### To do
Nothing in the records may be changed; reproduce all of them.

### Data for this exercise
* * * *

Issue #382, opened 2018-10-31
Overflow due to left shift not being detected


zvonimir:
Left shift operation can cause an overflow, as per C11 standard. That happens when the result of shifting exceeds the max number that can be stored in the used signed integer type. For example, a signed integer overflow error should be reported for this example:
```
int main(void) {
  int x = __VERIFIER_nondet_int();
  int y;
  assume(x >= 1024);
  y = x << 30; // this overflows
  return y;
}
```
However, when we run SMACK on this example with `--integer-overflow` enabled it misses this overflow.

* * * *

### Solution
Issue #382, opened 2018-10-31
Overflow due to left shift not being detected


zvonimir:
Left shift operation can cause an overflow, as per C11 standard. That happens when the result of shifting exceeds the max number that can be stored in the used signed integer type. For example, a signed integer overflow error should be reported for this example:
```
int main(void) {
  int x = __VERIFIER_nondet_int();
  int y;
  assume(x >= 1024);
  y = x << 30; // this overflows
  return y;
}
```
However, when we run SMACK on this example with `--integer-overflow` enabled it misses this overflow.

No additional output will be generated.